Each line below must be reproduced exactly.

+++

Issue #18, opened 2016-07-28
Fails to run release in foreground


brainlid:
I can successfully build a release, start it and use a Phoenix application on my computer. However, when I try to run the "foreground" script it fails. I'm wanting to run the script in a docker container, but for now everything is on my development machine while I try to just get it working. 

```bash
$ cd /home/mark/dev/connect/rel/connect/releases/0.0.1/

$ ./connect.sh foreground
Exec: /home/mark/dev/connect/rel/connect/erts-8.0/bin/erlexec -noshell -noinput +Bd -boot /home/mark/dev/connect/rel/connect/releases/0.0.1/connect -mode embedded -config /home/mark/dev/connect/rel/connect/releases/0.0.1/sys.config -boot_var ERTS_LIB_DIR /home/mark/dev/connect/rel/connect/erts-8.0/../lib -args_file /home/mark/dev/connect/rel/connect/releases/0.0.1/vm.args -env ERL_LIBS /home/mark/dev/connect/rel/connect/lib -pa /home/mark/dev/connect/rel/connect/lib/connect-0.0.1/consolidated -extra -- foreground
Root: /home/mark/dev/connect/rel/connect
trap: SIGUSR1: bad trap
```

As I said, the release is working, I can start it, interact with the application (Phoenix) and stop it. It fails when trying to run in foreground. I can't figure out why. Most of the guides for deploying an elixir release in a docker container recommend running it that way.

brainlid:
This issue is fixed by PR in #19 (https://github.com/bitwalker/distillery/pull/19). I tested it and verified that it fixes the issue and runs "foreground" correctly.

Please review/apply his PR.

shanesveller:
If you are running on a Debian derivative, this is likely because of the default behavior of replacing upstream `sh` with `dash`, which implements `trap` differently. In my environment (Docker using the official `elixir:1.3.1` image), I was able to correct this by reverting to the original `sh`:
```shell
echo 'dash dash/sh boolean false' | debconf-set-selections
dpkg-reconfigure -phigh dash
```

brainlid:
Thanks, this worked for solving my problem.

PR #19, opened 2016-07-29
`SIG` prefix does not work in `sh`

vishnevskiy:
As the title says.

This trap does did not work in sh.


brainlid:
Verified to fix issue #18.

merqlove:
Yeah, it works

shanesveller:
I posted a workaround for Debian/Ubuntu users in the comments on #18, which doesn't require a change to Distillery itself.

brainlid:
Thanks @shanesveller, verified that change works. Added it to my docker file used for deploying the release as follows:

```text
RUN echo 'dash dash/sh boolean false' | debconf-set-selections
RUN dpkg-reconfigure -phigh dash
```

bitwalker:
I'm going to document the fix from #18 rather than merge this. Thanks for the PR though!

+++

▶ _WRITTEN ANSWER_:
Issue #18, opened 2016-07-28
Fails to run release in foreground


brainlid:
I can successfully build a release, start it and use a Phoenix application on my computer. However, when I try to run the "foreground" script it fails. I'm wanting to run the script in a docker container, but for now everything is on my development machine while I try to just get it working. 

```bash
$ cd /home/mark/dev/connect/rel/connect/releases/0.0.1/

$ ./connect.sh foreground
Exec: /home/mark/dev/connect/rel/connect/erts-8.0/bin/erlexec -noshell -noinput +Bd -boot /home/mark/dev/connect/rel/connect/releases/0.0.1/connect -mode embedded -config /home/mark/dev/connect/rel/connect/releases/0.0.1/sys.config -boot_var ERTS_LIB_DIR /home/mark/dev/connect/rel/connect/erts-8.0/../lib -args_file /home/mark/dev/connect/rel/connect/releases/0.0.1/vm.args -env ERL_LIBS /home/mark/dev/connect/rel/connect/lib -pa /home/mark/dev/connect/rel/connect/lib/connect-0.0.1/consolidated -extra -- foreground
Root: /home/mark/dev/connect/rel/connect
trap: SIGUSR1: bad trap
```

As I said, the release is working, I can start it, interact with the application (Phoenix) and stop it. It fails when trying to run in foreground. I can't figure out why. Most of the guides for deploying an elixir release in a docker container recommend running it that way.

brainlid:
This issue is fixed by PR in #19 (https://github.com/bitwalker/distillery/pull/19). I tested it and verified that it fixes the issue and runs "foreground" correctly.

Please review/apply his PR.

shanesveller:
If you are running on a Debian derivative, this is likely because of the default behavior of replacing upstream `sh` with `dash`, which implements `trap` differently. In my environment (Docker using the official `elixir:1.3.1` image), I was able to correct this by reverting to the original `sh`:
```shell
echo 'dash dash/sh boolean false' | debconf-set-selections
dpkg-reconfigure -phigh dash
```

brainlid:
Thanks, this worked for solving my problem.

PR #19, opened 2016-07-29
`SIG` prefix does not work in `sh`

vishnevskiy:
As the title says.

This trap does did not work in sh.


brainlid:
Verified to fix issue #18.

merqlove:
Yeah, it works

shanesveller:
I posted a workaround for Debian/Ubuntu users in the comments on #18, which doesn't require a change to Distillery itself.

brainlid:
Thanks @shanesveller, verified that change works. Added it to my docker file used for deploying the release as follows:

```text
RUN echo 'dash dash/sh boolean false' | debconf-set-selections
RUN dpkg-reconfigure -phigh dash
```

bitwalker:
I'm going to document the fix from #18 rather than merge this. Thanks for the PR though!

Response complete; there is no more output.